==== EXCERPTED RECORDS

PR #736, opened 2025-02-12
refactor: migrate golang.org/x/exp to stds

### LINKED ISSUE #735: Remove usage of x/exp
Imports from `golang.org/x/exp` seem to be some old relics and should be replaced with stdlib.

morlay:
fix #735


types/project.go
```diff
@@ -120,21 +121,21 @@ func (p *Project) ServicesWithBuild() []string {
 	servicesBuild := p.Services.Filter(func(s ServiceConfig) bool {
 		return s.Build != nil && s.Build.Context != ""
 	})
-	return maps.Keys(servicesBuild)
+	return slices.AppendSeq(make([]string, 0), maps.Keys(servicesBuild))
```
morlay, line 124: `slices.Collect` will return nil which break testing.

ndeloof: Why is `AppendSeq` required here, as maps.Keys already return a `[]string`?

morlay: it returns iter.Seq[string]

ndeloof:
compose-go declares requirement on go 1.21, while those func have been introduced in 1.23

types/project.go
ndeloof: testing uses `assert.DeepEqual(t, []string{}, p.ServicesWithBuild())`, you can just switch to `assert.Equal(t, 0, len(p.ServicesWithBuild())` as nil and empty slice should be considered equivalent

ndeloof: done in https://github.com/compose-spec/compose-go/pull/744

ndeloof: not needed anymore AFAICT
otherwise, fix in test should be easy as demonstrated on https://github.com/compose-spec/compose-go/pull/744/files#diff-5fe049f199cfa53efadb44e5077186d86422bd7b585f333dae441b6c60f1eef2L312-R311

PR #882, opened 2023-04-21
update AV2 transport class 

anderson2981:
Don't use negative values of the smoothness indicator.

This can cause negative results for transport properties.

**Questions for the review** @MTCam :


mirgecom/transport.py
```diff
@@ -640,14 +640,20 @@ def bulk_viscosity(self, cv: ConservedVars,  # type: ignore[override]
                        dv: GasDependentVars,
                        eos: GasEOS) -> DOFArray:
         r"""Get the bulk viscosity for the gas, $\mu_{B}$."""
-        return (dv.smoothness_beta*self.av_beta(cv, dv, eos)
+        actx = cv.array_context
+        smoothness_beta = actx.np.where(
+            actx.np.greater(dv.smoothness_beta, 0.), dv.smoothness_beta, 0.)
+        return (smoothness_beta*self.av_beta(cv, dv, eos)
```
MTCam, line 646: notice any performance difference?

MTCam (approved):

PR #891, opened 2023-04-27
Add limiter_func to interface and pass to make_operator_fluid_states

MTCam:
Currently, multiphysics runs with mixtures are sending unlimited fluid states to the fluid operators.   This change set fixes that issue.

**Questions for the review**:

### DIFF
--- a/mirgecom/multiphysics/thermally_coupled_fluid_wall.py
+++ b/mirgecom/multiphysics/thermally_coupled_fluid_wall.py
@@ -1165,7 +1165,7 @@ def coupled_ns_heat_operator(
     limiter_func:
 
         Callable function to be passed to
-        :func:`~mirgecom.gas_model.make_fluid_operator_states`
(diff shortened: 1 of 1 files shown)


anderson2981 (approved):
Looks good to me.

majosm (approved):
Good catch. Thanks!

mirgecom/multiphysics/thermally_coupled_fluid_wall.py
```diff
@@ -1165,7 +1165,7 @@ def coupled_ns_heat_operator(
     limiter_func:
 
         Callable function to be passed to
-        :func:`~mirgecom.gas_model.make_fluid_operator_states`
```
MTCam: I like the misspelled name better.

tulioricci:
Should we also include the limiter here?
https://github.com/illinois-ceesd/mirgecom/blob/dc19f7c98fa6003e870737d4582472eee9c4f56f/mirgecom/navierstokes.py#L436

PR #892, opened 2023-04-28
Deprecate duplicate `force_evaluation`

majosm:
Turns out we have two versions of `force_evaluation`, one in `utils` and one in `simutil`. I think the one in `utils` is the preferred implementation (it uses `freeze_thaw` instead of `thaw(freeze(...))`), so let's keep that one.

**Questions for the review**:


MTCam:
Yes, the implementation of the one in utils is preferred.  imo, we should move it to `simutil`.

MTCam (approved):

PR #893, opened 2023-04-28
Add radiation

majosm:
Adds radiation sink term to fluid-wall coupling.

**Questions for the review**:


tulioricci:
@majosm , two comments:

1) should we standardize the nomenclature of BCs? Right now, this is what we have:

========

Scan the records above for the word "simutil". Copy each line that has it.

Turns out we have two versions of `force_evaluation`, one in `utils` and one in `simutil`. I think the one in `utils` is the preferred implementation (it uses `freeze_thaw` instead of `thaw(freeze(...))`), so let's keep that one.
Yes, the implementation of the one in utils is preferred.  imo, we should move it to `simutil`.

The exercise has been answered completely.